The fat content is pretty high. But it the ingredients are good. My parents feed their dogs president choice food and I was really surprised of the ingredient list as being so good and found in the grocery store.


----------



## SpiritWolves1 (Apr 5, 2012)

I bought it for my female, she could be pregnant so she's going to need the extra fat  thank god I can use it, there's more that I'll be buying for my mix!


----------



## Lilysmommy (Jan 7, 2009)

Looks alright to me too.  Also, just a note, try not to bump posts unless they've been up for more than half a day or a day - they're almost always still high up after only a few hours, you just need to wait for someone to get on and see them.


----------



## SpiritWolves1 (Apr 5, 2012)

okay lol sorry I just was panicked because my mom was reading it and said " is rosemary okay?!" And I was all umm I think so


----------



## Shell (Aug 23, 2012)

Now I'm excited that there's a reasonably priced food in Canada, that I can get easily and that's good for them.

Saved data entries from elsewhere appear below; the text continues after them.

PR #170, opened 2022-12-28
Explicit template specialization is not supported under GCC yet

philberty:
This patch removes the explicit template specialization by simply naming these methods and calling them explicitly as the caller is not templated so it doesnt affect the code path.

For more info see https://gcc.gnu.org/bugzilla/show_bug.cgi?id=85282

Note I have a fork on github starting to add CMakeLists and trying to build on linux over here: https://github.com/philberty/theforceengine


luciusDXL:
This change was handled in a different PR.

PR #171, opened 2022-12-29
Added MIDI Device Selection in Sound Settings

sithmartyr:
Added the ability to select a different MIDI output device, so that you can use a Roland SoundCanvas.

https://youtu.be/zA4txQuixS0

image

Issue #159, opened 2022-12-22
Feature request: 3D audio (5.1 / 7.1 / "surround sound")


seascape:
Congratulations on shipping 1.0. A day long awaited!

I have an audio-related suggestion. GZDoom has a wonderful implementation of the [OpenAL Soft audio middleware](https://www.openal-soft.org/).  It can position sounds in 3D space and convincingly simulate those placements audibly through headphones with HRTF (head-related transfer function) effects. 

A similar feature would be an obvious fit for an FPS like Dark Forces, greatly enhancing its soundscape.

QmwJlHuSg9pa:
> Virtualized headphone 3D audio via HRTFs is also common in VR, modern games consoles like PS5, etc.
> 
> A similar feature would be an obvious fit for an FPS like Dark Forces, greatly enhancing its soundscape.

In terms of lineage, all of the sequels implement 3D audio -- either through the A3D (JKDF2) or OpenAL (Outcast, Academy) APIs (for best compatibility with modern machines, one can utilise drop-in _OpenAL Soft_ libraries in all cases). Also, modern projects like OpenJKDF2 and OpenJK use OpenAL Soft.

Indeed, this would be a "nice to have" feature.

luciusDXL:
TFE was aiming for accuracy in terms of sound as well as other aspects. For that reason, the game code and iMuse are used for sound mixing. There are plans for improved sound in the future and support for things like this, but I want to make sure the option exists to keep the original sound mixing if desired as well. Anyway, definitely an area for future work. :)

PR #176, opened 2022-12-30
Updated Linux Support for 1.01

mlauss:
Linux Port for 1.01.  With these changes, the engine runs on 32bit and 64bit linux (tested x64 and MIPS32), Dark Forces is fully completable (tested english and german versions), with OpenGL rendering, Sound and Music (tested with fluidsynth).  Mods are working as well (tested with Tie Defender Base)
Loading savegames sometimes crashes, I'm still looking into that.

The first half of patches fix general issues found during testing, the other half is gcc/clang/linux-specific changes.
Big thanks to Matthew Gilmore, I took a few patches and other changes from your initial port.

Source build tested with gcc-11, gcc-12, gcc-13 and clang-15.

### DIFF
--- a/.gitignore
+++ b/.gitignore
@@ -70,3 +70,6 @@ Build/
 TheForceEngine/bug_reports/
 WDFuseCommonFiles/
 x64/Debug/
+
+# Linux
+TheForceEngine/tfelnx
--- a/Makefile
+++ b/Makefile
@@ -1,0 +1,293 @@
+#
+# Makefile to build TFE on Linux.
+#
+CC	=	gcc
+CXX	=	g++
+LD	=	g++
+CXXFLAGS=	-O2 -pipe -I./TheForceEngine -I/usr/include/SDL2 -I/usr/include/rtaudio -I/usr/include/rtmidi
+LDFLAGS	=	-lpthread -lOpenGL -lGLEW -lSDL2 -lIL -lILU -lrtaudio -lrtmidi -lasound
+
+ARCH	=	TheForceEngine/TFE_Archive/archive.o		\
+		TheForceEngine/TFE_Archive/gobArchive.o		\
+		TheForceEngine/TFE_Archive/gobMemoryArchive.o	\
+		TheForceEngine/TFE_Archive/labArchive.o		\
+		TheForceEngine/TFE_Archive/lfdArchive.o		\
+		TheForceEngine/TFE_Archive/zipArchive.o		\
+		TheForceEngine/TFE_Archive/zip/zip.o
+
+ASS	=	TheForceEngine/TFE_Asset/assetSystem.o		\
+		TheForceEngine/TFE_Asset/colormapAsset.o	\
+		TheForceEngine/TFE_Asset/dfKeywords.o		\
+		TheForceEngine/TFE_Asset/fontAsset.o		\
+		TheForceEngine/TFE_Asset/gameMessages.o		\
+		TheForceEngine/TFE_Asset/gifWriter.o		\
+		TheForceEngine/TFE_Asset/gmidAsset.o		\
+		TheForceEngine/TFE_Asset/imageAsset.o		\
+		TheForceEngine/TFE_Asset/levelList.o		\
+		TheForceEngine/TFE_Asset/levelObjectsAsset.o	\
+		TheForceEngine/TFE_Asset/modelAsset.o		\
+		TheForceEngine/TFE_Asset/modelAsset_jedi.o	\
+		TheForceEngine/TFE_Asset/paletteAsset.o		\
+		TheForceEngine/TFE_Asset/spriteAsset.o		\
+		TheForceEngine/TFE_Asset/spriteAsset_Jedi.o	\
+		TheForceEngine/TFE_Asset/textureAsset.o		\
+		TheForceEngine/TFE_Asset/vocAsset.o		\
+		TheForceEngine/TFE_Asset/vueAsset.o
+
+AUD	=	TheForceEngine/TFE_Audio/audioDevice.o		\
+		TheForceEngine/TFE_Audio/audioSystem.o		\
+		TheForceEngine/TFE_Audio/midiDevice.o		\
+		TheForceEngine/TFE_Audio/midiPlayer.o
+
+DF	=	TheForceEngine/TFE_DarkForces/Actor/actor.o			\
+		TheForceEngine/TFE_DarkForces/Actor/actorSerialization.o	\
+		TheForceEngine/TFE_DarkForces/Actor/animTables.o		\
+		TheForceEngine/TFE_DarkForces/Actor/bobaFett.o			\
+		TheForceEngine/TFE_DarkForces/Actor/dragon.o			\
+		TheForceEngine/TFE_DarkForces/Actor/enemies.o			\
+		TheForceEngine/TFE_DarkForces/Actor/exploders.o			\
+		TheForceEngine/TFE_DarkForces/Actor/flyers.o			\
+		TheForceEngine/TFE_DarkForces/Actor/mousebot.o			\
+		TheForceEngine/TFE_DarkForces/Actor/phaseOne.o			\
+		TheForceEngine/TFE_DarkForces/Actor/phaseThree.o		\
+		TheForceEngine/TFE_DarkForces/Actor/phaseTwo.o			\
+		TheForceEngine/TFE_DarkForces/Actor/scenery.o			\
+		TheForceEngine/TFE_DarkForces/Actor/sewer.o			\
+		TheForceEngine/TFE_DarkForces/Actor/troopers.o			\
+		TheForceEngine/TFE_DarkForces/Actor/turret.o			\
+		TheForceEngine/TFE_DarkForces/Actor/welder.o			\
+		TheForceEngine/TFE_DarkForces/GameUI/agentMenu.o		\
+		TheForceEngine/TFE_DarkForces/GameUI/delt.o			\
+		TheForceEngine/TFE_DarkForces/GameUI/editBox.o			\
+		TheForceEngine/TFE_DarkForces/GameUI/escapeMenu.o		\
+		TheForceEngine/TFE_DarkForces/GameUI/menu.o			\
+		TheForceEngine/TFE_DarkForces/GameUI/missionBriefing.o		\
+		TheForceEngine/TFE_DarkForces/GameUI/pda.o			\
+		TheForceEngine/TFE_DarkForces/GameUI/uiDraw.o			\
+		TheForceEngine/TFE_DarkForces/Landru/cutscene.o			\
+		TheForceEngine/TFE_DarkForces/Landru/cutsceneList.o		\
+		TheForceEngine/TFE_DarkForces/Landru/cutscene_film.o		\
+		TheForceEngine/TFE_DarkForces/Landru/cutscene_player.o		\
+		TheForceEngine/TFE_DarkForces/Landru/lactor.o			\
+		TheForceEngine/TFE_DarkForces/Landru/lactorAnim.o		\
+		TheForceEngine/TFE_DarkForces/Landru/lactorCust.o		\
+		TheForceEngine/TFE_DarkForces/Landru/lactorDelt.o		\
+		TheForceEngine/TFE_DarkForces/Landru/lcanvas.o			\
+		TheForceEngine/TFE_DarkForces/Landru/ldraw.o			\
+		TheForceEngine/TFE_DarkForces/Landru/lfade.o			\
+		TheForceEngine/TFE_DarkForces/Landru/lfont.o			\
+		TheForceEngine/TFE_DarkForces/Landru/lmusic.o			\
+		TheForceEngine/TFE_DarkForces/Landru/lpalette.o			\
+		TheForceEngine/TFE_DarkForces/Landru/lrect.o			\
+		TheForceEngine/TFE_DarkForces/Landru/lsound.o			\
+		TheForceEngine/TFE_DarkForces/Landru/lsystem.o			\
+		TheForceEngine/TFE_DarkForces/Landru/ltimer.o			\
+		TheForceEngine/TFE_DarkForces/Landru/lview.o			\
+		TheForceEngine/TFE_DarkForces/Landru/textCrawl.o		\
+		TheForceEngine/TFE_DarkForces/agent.o				\
+		TheForceEngine/TFE_DarkForces/animLogic.o			\
+		TheForceEngine/TFE_DarkForces/automap.o				\
+		TheForceEngine/TFE_DarkForces/briefingList.o			\
+		TheForceEngine/TFE_DarkForces/cheats.o				\
+		TheForceEngine/TFE_DarkForces/config.o				\
+		TheForceEngine/TFE_DarkForces/darkForcesMain.o			\
+		TheForceEngine/TFE_DarkForces/gameMusic.o			\
+		TheForceEngine/TFE_DarkForces/gameMessage.o			\
+		TheForceEngine/TFE_DarkForces/generator.o			\
+		TheForceEngine/TFE_DarkForces/hitEffect.o			\
+		TheForceEngine/TFE_DarkForces/hud.o				\
+		TheForceEngine/TFE_DarkForces/item.o				\
+		TheForceEngine/TFE_DarkForces/logic.o				\
+		TheForceEngine/TFE_DarkForces/mission.o				\
+		TheForceEngine/TFE_DarkForces/pickup.o				\
+		TheForceEngine/TFE_DarkForces/player.o				\
+		TheForceEngine/TFE_DarkForces/playerCollision.o			\
+		TheForceEngine/TFE_DarkForces/projectile.o			\
+		TheForceEngine/TFE_DarkForces/random.o				\
+		TheForceEngine/TFE_DarkForces/sound.o				\
+		TheForceEngine/TFE_DarkForces/time.o				\
+		TheForceEngine/TFE_DarkForces/updateLogic.o			\
+		TheForceEngine/TFE_DarkForces/util.o				\
+		TheForceEngine/TFE_DarkForces/vueLogic.o			\
+		TheForceEngine/TFE_DarkForces/weapon.o				\
+		TheForceEngine/TFE_DarkForces/weaponFireFunc.o
+
+FS	=	TheForceEngine/TFE_FileSystem/filestream-posix.o	\
+		TheForceEngine/TFE_FileSystem/fileutil-posix.o		\
+		TheForceEngine/TFE_FileSystem/filewriterAsync.o		\
+		TheForceEngine/TFE_FileSystem/memorystream.o		\
+		TheForceEngine/TFE_FileSystem/paths-posix.o
+
+FE	=	TheForceEngine/TFE_FrontEndUI/console.o			\
+		TheForceEngine/TFE_FrontEndUI/editorTexture.o		\
+		TheForceEngine/TFE_FrontEndUI/frontEndUi.o		\
+		TheForceEngine/TFE_FrontEndUI/modLoader.o		\
+		TheForceEngine/TFE_FrontEndUI/profilerView.o
+
+GAME	=	TheForceEngine/TFE_Game/igame.o				\
+		TheForceEngine/TFE_Game/reticle.o			\
+		TheForceEngine/TFE_Game/saveSystem.o 
+
+INPUT	=	TheForceEngine/TFE_Input/input.o			\
+		TheForceEngine/TFE_Input/inputMapping.o
+
+JEDI	=	TheForceEngine/TFE_Jedi/Collision/collision.o		\
+		TheForceEngine/TFE_Jedi/IMuse/imConst.o			\
+		TheForceEngine/TFE_Jedi/IMuse/imDigitalSound.o		\
+		TheForceEngine/TFE_Jedi/IMuse/imList.o			\
+		TheForceEngine/TFE_Jedi/IMuse/imMidiCmd.o		\
+		TheForceEngine/TFE_Jedi/IMuse/imMidiPlayer.o		\
+		TheForceEngine/TFE_Jedi/IMuse/imSoundFader.o		\
+		TheForceEngine/TFE_Jedi/IMuse/imTrigger.o		\
+		TheForceEngine/TFE_Jedi/IMuse/imuse.o			\
+		TheForceEngine/TFE_Jedi/IMuse/midiData.o		\
+		TheForceEngine/TFE_Jedi/InfSystem/infState.o		\
+		TheForceEngine/TFE_Jedi/InfSystem/infSystem.o		\
+		TheForceEngine/TFE_Jedi/InfSystem/message.o		\
+		TheForceEngine/TFE_Jedi/Level/level.o			\
+		TheForceEngine/TFE_Jedi/Level/levelData.o		\
+		TheForceEngine/TFE_Jedi/Level/levelTextures.o		\
+		TheForceEngine/TFE_Jedi/Level/rfont.o			\
+		TheForceEngine/TFE_Jedi/Level/robject.o			\
+		TheForceEngine/TFE_Jedi/Level/robjData.o		\
+		TheForceEngine/TFE_Jedi/Level/roffscreenBuffer.o	\
+		TheForceEngine/TFE_Jedi/Level/rsector.o			\
+		TheForceEngine/TFE_Jedi/Level/rtexture.o		\
+		TheForceEngine/TFE_Jedi/Level/rwall.o			\
+		TheForceEngine/TFE_Jedi/Math/core_math.o		\
+		TheForceEngine/TFE_Jedi/Math/cosTable.o			\
+		TheForceEngine/TFE_Jedi/Memory/allocator.o		\
+		TheForceEngine/TFE_Jedi/Memory/list.o			\
+		TheForceEngine/TFE_Jedi/Renderer/jediRenderer.o		\
+		TheForceEngine/TFE_Jedi/Renderer/rcommon.o		\
+		TheForceEngine/TFE_Jedi/Renderer/rscanline.o		\
+		TheForceEngine/TFE_Jedi/Renderer/rsectorRender.o	\
+		TheForceEngine/TFE_Jedi/Renderer/screenDraw.o		\
+		TheForceEngine/TFE_Jedi/Renderer/virtualFramebuffer.o	\
+		TheForceEngine/TFE_Jedi/Renderer/RClassic_Fixed/rclassicFixed.o			\
+		TheForceEngine/TFE_Jedi/Renderer/RClassic_Fixed/rclassicFixedSharedState.o	\
+		TheForceEngine/TFE_Jedi/Renderer/RClassic_Fixed/redgePairFixed.o		\
+		TheForceEngine/TFE_Jedi/Renderer/RClassic_Fixed/rflatFixed.o			\
+		TheForceEngine/TFE_Jedi/Renderer/RClassic_Fixed/rlightingFixed.o		\
+		TheForceEngine/TFE_Jedi/Renderer/RClassic_Fixed/rsectorFixed.o			\
+		TheForceEngine/TFE_Jedi/Renderer/RClassic_Fixed/rwallFixed.o			\
+		TheForceEngine/TFE_Jedi/Renderer/RClassic_Fixed/robj3d_fixed/robj3dFixed.o			\
+		TheForceEngine/TFE_Jedi/Renderer/RClassic_Fixed/robj3d_fixed/robj3dFixed_Clipping.o		\
+		TheForceEngine/TFE_Jedi/Renderer/RClassic_Fixed/robj3d_fixed/robj3dFixed_Culling.o		\
+		TheForceEngine/TFE_Jedi/Renderer/RClassic_Fixed/robj3d_fixed/robj3dFixed_PolygonDraw.o		\
+		TheForceEngine/TFE_Jedi/Renderer/RClassic_Fixed/robj3d_fixed/robj3dFixed_PolygonSetup.o		\
+		TheForceEngine/TFE_Jedi/Renderer/RClassic_Fixed/robj3d_fixed/robj3dFixed_TransformAndLighting.o	\
+		TheForceEngine/TFE_Jedi/Renderer/RClassic_Float/rclassicFloat.o					\
+		TheForceEngine/TFE_Jedi/Renderer/RClassic_Float/rclassicFloatSharedState.o			\
+		TheForceEngine/TFE_Jedi/Renderer/RClassic_Float/redgePairFloat.o				\
+		TheForceEngine/TFE_Jedi/Renderer/RClassic_Float/rflatFloat.o					\
+		TheForceEngine/TFE_Jedi/Renderer/RClassic_Float/rlightingFloat.o				\
+		TheForceEngine/TFE_Jedi/Renderer/RClassic_Float/rsectorFloat.o					\
+		TheForceEngine/TFE_Jedi/Renderer/RClassic_Float/rwallFloat.o					\
+		TheForceEngine/TFE_Jedi/Renderer/RClassic_Float/robj3d_float/robj3dFloat.o			\
+		TheForceEngine/TFE_Jedi/Renderer/RClassic_Float/robj3d_float/robj3dFloat_Clipping.o		\
+		TheForceEngine/TFE_Jedi/Renderer/RClassic_Float/robj3d_float/robj3dFloat_Culling.o		\
+		TheForceEngine/TFE_Jedi/Renderer/RClassic_Float/robj3d_float/robj3dFloat_PolygonDraw.o		\
+		TheForceEngine/TFE_Jedi/Renderer/RClassic_Float/robj3d_float/robj3dFloat_PolygonSetup.o		\
+		TheForceEngine/TFE_Jedi/Renderer/RClassic_Float/robj3d_float/robj3dFloat_TransformAndLighting.o	\
+		TheForceEngine/TFE_Jedi/Renderer/RClassic_GPU/debug.o			\
+		TheForceEngine/TFE_Jedi/Renderer/RClassic_GPU/frustum.o			\
+		TheForceEngine/TFE_Jedi/Renderer/RClassic_GPU/modelGPU.o		\
+		TheForceEngine/TFE_Jedi/Renderer/RClassic_GPU/objectPortalPlanes.o	\
+		TheForceEngine/TFE_Jedi/Renderer/RClassic_GPU/rclassicGPU.o		\
+		TheForceEngine/TFE_Jedi/Renderer/RClassic_GPU/renderDebug.o		\
+		TheForceEngine/TFE_Jedi/Renderer/RClassic_GPU/rsectorGPU.o		\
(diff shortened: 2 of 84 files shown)


gilmorem560:
I get the following compiler error:

```
TheForceEngine/TFE_DarkForces/darkForcesMain.cpp: In member function ‘virtual void TFE_DarkForces::DarkForces::exitGame()’:
TheForceEngine/TFE_DarkForces/darkForcesMain.cpp:377:20: error: no match for ‘operator=’ (operand types are ‘TFE_DarkForces::SharedGameState’ and ‘<brace-enclosed initializer list>’)
  377 |   s_sharedState = {};
      |                    ^
TheForceEngine/TFE_DarkForces/darkForcesMain.cpp:197:9: note: candidate: ‘constexpr TFE_DarkForces::SharedGameState& TFE_DarkForces::SharedGameState::operator=(const TFE_DarkForces::SharedGameState&)’
  197 |  struct SharedGameState
      |         ^~~~~~~~~~~~~~~
```

Not sure if there is a canonical way to clear it out, I found just putting in a second constant SharedGameState always set to the {} value then setting s_sharedState = s_nullState worked. If this was C I'd just memset(&s_sharedState, '\0', sizeof (sharedState)) but I'm pretty sure that won't navigate a pointer to a nested struct in C++ and cleanup the existing allocated memory, not really sure how that works up under the hood.

Also, was this always OpenGL 3.3? Seems my current machine (Rpi 400) won't run it :( I guess I did the work on a different computer at the time. Anywho, aside from this one fix, builds fine at least. Launches until it hits the shaders and doesn't like GLSL 1.3 on my machine. Ho hum. If I find myself on a capable piece of hardware I'll see if I can give it a spin. If nothing else I can see where all of this puts support on a mac.

mlauss:
> I get the following compiler error:
> 
> ```
> TheForceEngine/TFE_DarkForces/darkForcesMain.cpp: In member function ‘virtual void TFE_DarkForces::DarkForces::exitGame()’:
> TheForceEngine/TFE_DarkForces/darkForcesMain.cpp:377:20: error: no match for ‘operator=’ (operand types are ‘TFE_DarkForces::SharedGameState’ and ‘<brace-enclosed initializer list>’)
>   377 |   s_sharedState = {};
>       |                    ^
> TheForceEngine/TFE_DarkForces/darkForcesMain.cpp:197:9: note: candidate: ‘constexpr TFE_DarkForces::SharedGameState& TFE_DarkForces::SharedGameState::operator=(const TFE_DarkForces::SharedGameState&)’
>   197 |  struct SharedGameState
>       |         ^~~~~~~~~~~~~~~
> ```
> 
> Not sure if there is a canonical way to clear it out, I found just putting in a second constant SharedGameState always set to the {} value then setting s_sharedState = s_nullState worked. If this was C I'd just memset(&s_sharedState, '\0', sizeof (sharedState)) but I'm pretty sure that won't navigate a pointer to a nested struct in C++ and cleanup the existing allocated memory, not really sure how that works up under the hood.

Which compiler?  The code is full of initializations like these, I wonder what makes this one stand out...
I too am a fan of the memset(,0,) hammer, but yes, even compilers warn about doing that on class objects. But at least
in this case, I see no reason why the struct can't just be a plain old C struct without initializers.
Unfortunately I don't have any microsoft windows compilers to test a conversion.

Cheeseness:
FWIW, I have it compiling here with gcc 11.3.1 with no changes, but it's segfaulting in rtmidi and I don't have time to dig into that at the moment. 

> (gdb) bt
> #0  0x00007ffff7b7a270 in typeinfo for MidiInAlsa () from /lib64/librtmidi.so.4
> #1  0x0000000000446ee2 in TFE_MidiDevice::sendMessage(unsigned char, unsigned char, unsigned char) ()
> #2  0x000000000044786e in TFE_MidiPlayer::midiUpdateFunc(void*) ()
> #3  0x00007ffff749f822 in start_thread () from /lib64/libc.so.6
> #4  0x00007ffff743f450 in clone3 () from /lib64/libc.so.6

mlauss:
> 

It crashes inside your RtMidi; nothing much I can do about that.  I'm running rtmidi-5.0.0 (librtmidi.so.6), try updating if you can.

Cheeseness:
Yep, will do when I've got a chance to look into it.

JPLeBreton:
I can compile and run this branch just fine (it even loaded up an Imperial City save i'd made a few days ago in the Windows version), the only thing that doesn't work is audio (application is completely silent). These are the errors I see in the log:
```
[Startup] TFE_AudioSystem::init
RtApiJack::getDeviceInfo: error determining Jack input/output channels!
RtApiJack::getDeviceInfo: error determining Jack input/output channels!
RtApiJack::getDeviceInfo: error determining Jack input/output channels!
RtApiJack::getDeviceInfo: error determining Jack input/output channels!
[Audio] Starting up audio stream for device 'Built-in Audio Analog Stereo', id 0.
[Error : Audio] Cannot start audio stream for output device 0.
[Error : Audio] Cannot start audio stream.
```

I'm running Manjaro 64-bit (intel), latest stable branch. The version of rtmidi on my system is 5.0.0-1, from the package manager.

Given the issues RtAudio had a year ago with my PipeWire (as opposed to PulseAudio) system - https://github.com/gilmorem560/TheForceEngine/issues/2 - my first suspicion would be that. If nobody else in this thread is running their system audio via PipeWire, that might explain what I'm seeing - though I get the impression PipeWire is fairly common at this point, not just in bleeding edge distros anymore.

JPLeBreton:
I just found an AUR package that claims to fix something Jack + PipeWire related: https://aur.archlinux.org/packages/rtaudio-git

I didn't have any other programs on my system that used rtaudio, so I tried installing one https://dinisnoise.org and sure enough, it also doesn't make sound, and launching from a terminal gives the same "error determining Jack input/output channels" error. So it would appear that rtaudio just doesn't work on systems with PipeWire. So this probably isn't a Force Engine issue. I'll follow up here if I determine it is.

mlauss:
> I just found an AUR package that claims to fix something Jack + PipeWire related: https://aur.archlinux.org/packages/rtaudio-git
> 
> I didn't have any other programs on my system that used rtaudio, so I tried installing one https://dinisnoise.org and sure enough, it also doesn't make sound, and launching from a terminal gives the same "error determining Jack input/output channels" error. So it would appear that rtaudio just doesn't work on systems with PipeWire. So this probably isn't a Force Engine issue. I'll follow up here if I determine it is.

Does it work if you apply this patch:

`diff --git a/TheForceEngine/TFE_Audio/midiDevice.cpp b/TheForceEngine/TFE_Audio/midiDevice.cpp
index a824a38e..a1c33163 100644
--- a/TheForceEngine/TFE_Audio/midiDevice.cpp
+++ b/TheForceEngine/TFE_Audio/midiDevice.cpp
@@ -25,7 +25,7 @@ namespace TFE_MidiDevice
 
        bool init()
        {
-               s_midiout = new RtMidiOut();
+               s_midiout = new RtMidiOut(RtMidi::LINUX_ALSA, "TheForceEngine");
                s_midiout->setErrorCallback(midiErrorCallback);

I'm off to Super Store this weekend. 
Do they have it just in dog food, or cat food too?


----------



## SpiritWolves1 (Apr 5, 2012)

lol both! I'm so excited because you can get a huge bag for the same price as a small bag of royal canin or eagle pack!


----------



## Shell (Aug 23, 2012)

You are a God send! I'm due for another bag of food and I'll just mix it with the Nutrisource that he started out on. He's been doing good on the nutrisource and it's not terribly expensive either.


----------



## SpiritWolves1 (Apr 5, 2012)

Lol your welcome XD


----------



## nikki (Aug 28, 2008)

I feed that brand of dog food to my dog and she loves it.


----------